[RFC 2/6] dmaengine: xilinx_dma: Pass AXI4-Stream control words to netdev dma client

Peter Ujfalusi peter.ujfalusi at ti.com
Tue Apr 24 02:50:43 PDT 2018


On 2018-04-24 06:55, Vinod Koul wrote:
> On Thu, Apr 19, 2018 at 02:40:26PM +0300, Peter Ujfalusi wrote:
>>
>> On 2018-04-18 16:06, Lars-Peter Clausen wrote:
>>>> Hrm, true, but it is hardly the metadata use case. It is more like
>>>> different DMA transfer type.
>>>
>>> When I look at this with my astronaut architect view from high high up above
>>> I do not see a difference between metadata and multi-planar data.
>>
>> I tend to disagree.
> 
> and we will love to hear more :)

It is getting pretty off topic from the subject ;) and I'm sorry about that.

Multi-planar data is _data_, the metadata is
parameters/commands/information on _how_ to use the data.
It is more like a replacement or extension of:
configure peripheral
send data

to

send data with configuration

In both cases the same data is sent, but the configuration,
parametrization is 'simplified' to allow per packet changes.

>>> Both split the data that is sent to the peripheral into multiple
>>> sub-streams, each carrying part of the data. I'm sure there are peripherals
>>> that interleave data and metadata on the same data stream. Similar to how we
>>> have left and right channel interleaved in a audio stream.
>>
>> Slimbus, S/PDIF?
>>
>>> What about metadata that is not contiguous and split into multiple segments.
>>> How do you handle passing a sgl to the metadata interface? And then it
>>> suddenly looks quite similar to the normal DMA descriptor interface.
>>
>> Well, the metadata is for the descriptor. The descriptor describe the
>> data transfer _and_ can convey additional information. Nothing is
>> interleaved, the data and the descriptor are different things. It is
>> more like TCP headers detached from the data (but pointing to it).
>>
>>> But maybe that's just one abstraction level to high.
>>
>> I understand your point, but at the end the metadata needs to end up in
>> the descriptor which is describing the data that is going to be moved.
>>
>> The descriptor is not sent as a separate DMA trasnfer, it is part of the
>> DMA transfer, it is handled internally by the DMA.
> 
> That is bit confusing to me. I thought DMA was transparent to meta data and
> would blindly collect and transfer along with the descriptor. So at high
> level we are talking about two transfers (probably co-joined at hip and you
> want to call one transfer)

At the end yes, both the descriptor and the data is going to be sent to
the other end.

As a reference see [1]

The metadata is not a separate entity, it is part of the descriptor
(Host Packet Descriptor - HPD).
Each transfer (packet) is described with a HPD. The HPD have optional
fields, like EPIB (Extended Packet Info Block), PSdata (Protocol
Specific data).

When the DMA reads the HPD, is going to move the data described by the
HPD to the entry point (or from the entry point to memory), copies the
EPIB/PSdata from the HPD to a destination HPD. The other end will use
the destination HPD to know the size of the data and to get the metadata
from the descriptor.

In essence every entity within the Multicore Navigator system have
pktdma, they all work in a similar way, but their capabilities might
differ. Our entry to this mesh is via the DMA.

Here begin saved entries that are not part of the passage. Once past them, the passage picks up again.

Issue #768, opened 2021-01-20
USB not recognized


BibyThm:
Hi, I have customized the daplink files for STM32F373CC. The project was compiled using Keil. When it was loaded to the board, the USB was not recognized. It shows "USB is not recognizing the device". Any suggestion to the above problem?

mbrossard:
As mentioned in [PR #750](https://github.com/ARMmbed/DAPLink/pull/750#issuecomment-767964899) to @Ashleyvk, you seem to be working on the same MCU in two different environments. Except for the startup part, you should be able to help each other.

BibyThm:
Any suggestions to the above problem?

Ashleyvk:
I'm facing the same issue too. Has it got something to do with the usbd file for the controller, under the stm32 folder?

Ashleyvk:
![usberror](https://user-images.githubusercontent.com/74317336/111953487-b48dea80-8b0c-11eb-96a2-ac4028dcc47d.JPG)
When the board is connected, it shows that device descriptor failed. The result of USB analyzer is as attached. Any suggestions on this?

symovs:
We are using STM32CubeProgrammer to load the DAPLINK binary in to our custom HIC implemented using STM32F373CC. We are loading the GCC compiled bin file (*_if_crc.bin) with the start address set to 0x0800000 in the STM32CubeProgrammer. 

Are we doing this right ? 
Do we need any DAPLINK specific bootloader for STM32 HIC ? 

@mbrossard @flit thoughts are welcome.

PR #257, opened 2017-04-16
Stm32f103xb interface

c1728p9:
Add support for the stm32f103 interface to DAPLink. Thanks, @zoujixing for doing most of the porting work in PR #133. This patch is based on yours but replaces the HAL with the stm32 cube driver so the license is open source. It also replaces the USB driver with an open source version. Finally, it is rebased and configured for NUCLEO boards.

PR #789, opened 2021-03-08
Add support for stm32f072cb as new HIC

shiva-pandit:
Here is an attempt to add support for `stm32f072cb` as new HIC. Please review and let me know if I missed anything. 

Tested all basic HIC operations on our custom board. Binaries were built using `gcc` toolchain - `gnu-arm-embedded/gcc-arm-none-eabi-9-2020-q2-update`. Have not tested any other toolchain.

- STM32F072CB comes up in DFU mode by default. I was able to flash the `daplink_if` firmware using the `dfu-util`. 
- Using STM32L452 as the target processor, was able to flash and debug an application on target mcu using `openocd/gdb` combo. 
- Verified the serial output from the target mcu on ACM interface of the HIC.

Some of this work is based off of this old PR: https://github.com/ARMmbed/DAPLink/pull/674


mbrossard:
Excellent. I was able to compile this on gcc, armclang and armcc.

I was looking at #674 from @dotnfc and I noticed your version has a different IO configuration. Are you using standard board (like NUCLEO-F072RB, 32F072BDISCOVERY) or your own design?

shiva-pandit:
> Excellent. I was able to compile this on gcc, armclang and armcc.
> 
> I was looking at #674 from @dotnfc and I noticed your version has a different IO configuration. Are you using standard board (like NUCLEO-F072RB, 32F072BDISCOVERY) or your own design?

This is our own design. Unfortunately, I don't have access to any other F072 based boards...

tarokajya:
@mbrossard :It seems that IO configuration #674 from @dotnfc is based on JLINK OB stm32f072.

dotnfc:
Yes, sure. the  IO configuration from  is #674 is based on the [JLINK-OB F072](https://www.segger.com/downloads/jlink/UM08024_JLinkOBSTM32F072.pdf).

symovs:
hi @shiva-pandit, we (@BibyThm, @Ashleyvk and me) were trying to add a new HIC which uses STM32F373CC. While we had followed mostly the https://github.com/ARMmbed/DAPLink/pull/257 for our work we have not been able to connect the HIC PCB we have to our WIN 10 PC and get it enumerated yet as we noted here - https://github.com/ARMmbed/DAPLink/issues/768. After trying out few things which are listed below

1. We are testing on DAPLINK customized for STM32F373CC based HIC.  The STM32F373CC has external pull up resistor to 3.3V and the device is bus-powered. We have tested the hardware with a libusb based CDC device firmware generated from STM32 Cube IDE. So hardware seems alright. 
2. We are testing on Windows 10 and so DAPLINK should work with native windows inbox USB drivers. So doesn't seem to be a driver issue.
3. We have compiled our code using KEIL and GCC and seeing the same issue with both. So definitely not a compiler issue. 
4. As some boards were using custom bootloader firmware to load DAPLINK we checked whether loading with STCubeprogrammer over ST DFU will cause an issue. After some thought, we think we are doing this right by programming the device starting from the address 0x0800000 in the STM32CubeProgrammer
5. Out of the four output files produced by the KEIL compiler - *_if.bin, *_if_crc.bin, *_if_crc_legacy_0x5000.bin, *_if_crc_legacy_0x8000.bin verified that we think we are using the correct file for programming which is the  - *_if.bin / 

Now we are thinking we may have got it wrong with the usbd_STM32F373.c we created. It would be very helpful if you can let us know how the file is generated like in your case this one - source/hic_hal/stm32/stm32f072cb/usbd_STM32F072.c. We are not able to see such a file name in our STM32Cube IDE or MX generated files. We merely copied over the https://github.com/ARMmbed/DAPLink/blob/master/source/hic_hal/stm32/stm32f103xb/usbd_STM32F103.c to our new stm32f373xc folder and renamed the file to usbd_STM32F373.c

@brianesquilona @flit @mbrossard @dotnfc your inputs if any would also be greatly appreciated.

mathias-arm:
@shiva-pandit: it seems the I/O configuration suggested by @dotnfc is popular so I think it would be better to have it as the default. Could you update `IO_Config.h` to match that configuration (see #674 and the document linked above). You should be able to easily use the `IO_CONFIG_OVERRIDE` mechanism for your board.

I am getting a [32F072BDISCOVERY](https://www.st.com/en/evaluation-tools/32f072bdiscovery.html) to test this.

mathias-arm:
I looked at the different pinouts and the situation is a little bit more complicated because this version uses two pins for SWDIO. If you are still interested in this work, I can work with you (in [mbrossard/DAPLink:feature/stm32f072cb_hic](https://github.com/mbrossard/DAPLink/tree/feature/stm32f072cb_hic)) on modifying `IO_Config.h` and `DAP_config.h` so both setups can be supported, otherwise we can simply close this PR.

shiva-pandit:
@mathias-arm we can close this PR. support for discovery board should be good enough. thanks.

mathias-arm:
Thank you.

> but why can't we visualize this as just a DMA
> transfers. maybe you want to signal/attach to transfer, cant we do that with
> additional flag DMA_METADATA etc..?

For the data we need to call dmaengine_prep_slave_* to create the
descriptor (HPD). The metadata needs to be present in the HPD, hence I
was thinking of the attach_metadata as per descriptor API.

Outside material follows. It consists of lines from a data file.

PR #794, opened 2021-03-20
Add software auto reset to Atmel and stm32

Kevincoooool:
The target chip can auto reset after download with this pr


mathias-arm:
This looks like a layering violation. You should look at why `target_set_state(RESET_PROGRAM)` (or possibly `swd_set_target_state_hw(RESET_PROGRAM)`) does not work in your case. Not sure if there is a generic (or HIC-specific) way to detect that hardware reset does not work and fall back to software reset.

cederom:
There was an idea to unify reset once https://github.com/ARMmbed/DAPLink/pull/371

Kevincoooool:
Hello, because my hardware does not set aside RST pin for DAPLINK, so I can only use SWD to perform a software reset. This PR has been tested to work normally and there is no other impact

PR #799, opened 2021-03-31
Add custom reset for Maxim targets

khariya:


records/board/max32620fthr.yaml
```diff
@@ -4,3 +4,4 @@ common:
             - source/board/max32620fthr.c
         family:
             - source/family/maxim/max32620/target.c
+            - source/family/maxim/max32620/target_reset_max32620.c
```
flit, line 7: This file is missing a newline at the end (the red icon shown by GitHub).

flit (changes requested):
Very nice! The only request (aside from the one other comment) is to please change the copyright to Maxim's for the new files. You might want to correct the copyright on existing files from Maxim, or at least add a Maxim copyright, but I don't think it's mandatory (should have been doing this all along).

mathias-arm:
Looking at #845 adding a third "Family ID", it seems to me that the  same `kMaxim_MAX326xx_FamilyID`, `g_maxim_max326xx` and `target_set_state_max326xx()` could be used for max32620, max32625 and  max32660 (possibly max32665?).

mathias-arm:
I created a rebased branch of both PR in [mathias-arm:fix/maxim-reset-main](https://github.com/mathias-arm/DAPLink/tree/fix/maxim-reset-main). I merged the max32620 and max32630 family, but noticed there is a small difference for max32660 (the flash controller bit is absent and its address is different anyways).

I am wondering if max32625 and max32665 targets should be modified as well.

Let me know what you think.

mathias-arm:
Can you rebase so I can merge it?

mathias-arm:
Merged in [4a3a9807]

PR #803, opened 2021-04-21
Add LPC55xx HIC support to experimental_compilers

mbrossard:
@flit is the main author, tested with [MCU-Link](https://www.nxp.com/design/development-boards/lpcxpresso-boards/mcu-link-debug-probe:MCU-LINK).


records/rtos/rtos-cm33.yaml
```diff
@@ -0,0 +1,36 @@
+common:
+    macros:
+        - OS_TICK=10000
```
mathias-arm, line 3: For `rtos2` this should be OS_TICK_FREQ=100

If separate dmaengine_prep_slave_* is used for allocating the HPD and
place the metadata in it then the consequent dmaengine_prep_slave_* call
must be for the data of the transfer and it is still unclear how the
prepare call would have any idea where to look for the HPD it needs to
update with the parameters for the data transfer.

I guess the driver could store the HPD pointer in the channel data if
the prepare is called with DMA_METADATA and it would be mandatory that
the next prepare is for the data portion. The driver would pick the
pointer to the HPD we stored away and update the descriptor belonging to
different tx_desc.

But if we are here, we could have a flag like DMA_DESCRIPTOR and let
client drivers to allocate the whole descriptor, fill in the metadata
and give that to the DMA driver, which will update the rest of the HPD.

Well, let's see where this is going to go when I can send the patches
for review.

[1] http://www.ti.com/lit/ug/sprugr9h/sprugr9h.pdf

- Péter

Texas Instruments Finland Oy, Porkkalankatu 22, 00180 Helsinki.